UNITED STATES

SECURITIES AND EXCHANGE COMMISSION

Washington, D.C. 20549


FORM 8-K

CURRENT REPORT

Pursuant to Section 13 or 15(d)

of the Securities Exchange Act of 1934


Date of Report (Date of earliest event reported):  July 26, 2006

First National Community Bancorp, Inc.


(Exact name of registrant as specified in its charter)

Pennsylvania

 

333-24121

 

23-2900790

(State or other jurisdiction of incorporation)

 

(Commission File Number)

 

(IRS Employer Identification No.)

 

102 E. Drinker Street, Dunmore, PA

 

18512

(Address of principal executive offices)

 

(Zip Code)

 

(570) 346-7667


(Registrant’s telephone number, including area code)

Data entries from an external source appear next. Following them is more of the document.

PR #114, opened 2026-03-24
feat: publish stack handshake contract and planning state adapter

Charpup:
## Summary
Introduce initial stack-handshake contract artifacts for cross-skill interoperability.

## Changes
- add `contracts/stack-handshake.json`
- add `scripts/stack_contract.py`

## Why
This is a minimal, backward-compatible foundation for future stack coupling across planning/workflow/spec-tooling.

## Notes
- Scope intentionally small (2 files, 1 commit)
- No behavioral change to existing default user flow

### DIFF
--- a/contracts/stack-handshake.json
+++ b/contracts/stack-handshake.json
@@ -1,0 +1,15 @@
+{
+  "contractVersion": "1.0.0",
+  "component": "planning-with-files",
+  "interface": {
+    "health": "bash scripts/check-continue.sh",
+    "capabilities": [
+      "task_plan.md management",
+      "findings.md management",
+      "progress.md management",
+      "session-catchup"
+    ],
+    "export_state": "python scripts/stack_contract.py export --output <file>",
+    "import_state": "python scripts/stack_contract.py import --input <file>"
+  }
+}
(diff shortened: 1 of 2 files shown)


OthmanAdi:
Hey Charpup, thanks for putting this together. I can see the thought behind it and the code is clean.

I'm currently studying this PR in detail and thinking through how it fits with the broader direction of the project. I want to give it proper consideration rather than a rushed review.

I'll get back to you here very soon with my thoughts. Sit tight.

OthmanAdi:
Hi @Charpup, thanks for putting this together. The code is clean and the interoperability idea is interesting.

I'm closing this PR though. Let me explain why.

The PR adds a stack handshake contract and export/import utilities so other skills can read planning files. The problem is nobody has actually asked for this. No issue, no user request, no skill that needs it. It's solving a problem we don't have yet.

The bigger concern: once `contracts/stack-handshake.json v1.0.0` lands in main, I own that spec. Contributors will propose more contracts (analytics/, logging/, etc.) and the project drifts from "persistent markdown planning" into "planning tools plus integration hub." The narrow focus is what makes this work.

If you need this for your own skill or an OpenClaw experiment, fork and extend freely. If cross-skill integration becomes something multiple tools actually need, that's better defined at the ecosystem level (something like an OpenClaw spec) rather than inside planning-with-files.

If someone files an issue with a concrete use case for this, I'm happy to revisit.

Thanks for the contribution and for understanding.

Check the appropriate box below if the Form 8-K filing is intended to simultaneously satisfy the filing obligation of the registrant under any of the following provisions (see General Instruction A.2. below):

o

 

Written communications pursuant to Rule 425 under the Securities Act (17 CFR 230.425)

o

 

Soliciting material pursuant to Rule 14a-12 under the Exchange Act (17 CFR 240.14a-12)

o

 

Pre-commencement communications pursuant to Rule 14d-2(b) under the Exchange Act (17 CFR 240.14d-2(b))

o

 

Pre-commencement communications pursuant to Rule 13e-4(c) under the Exchange Act (17 CFR 240.13e-4(c))

 

 

 

 

 

CURRENT REPORT ON FORM 8-K

ITEM 1.01. Entry into a Material Definitive Agreement

On July 26, 2006, the Registrant announced that First National Community Bank (the “Bank”), the Registrant’s wholly-owned subsidiary, and Harlesyville National Bank and Trust Company (“HNB”) entered into a Branch Purchase and Deposit Assumption Agreement (the “Agreement”). Pursuant to the Agreement, subject to final regulatory approval, the Bank will purchase all the assets and assume all the liabilities of HNB’s branch located at 1001 Main Street, Honesdale, PA 18431 (the “Branch”). The Bank expects the transaction to close in the 4th quarter of 2006. Consummation of such transactions is subject to fulfillment of a number of conditions, including, without limitation, the receipt of regulatory approvals. No assurance can be given that such conditions will be fulfilled or that such transactions will be consummated.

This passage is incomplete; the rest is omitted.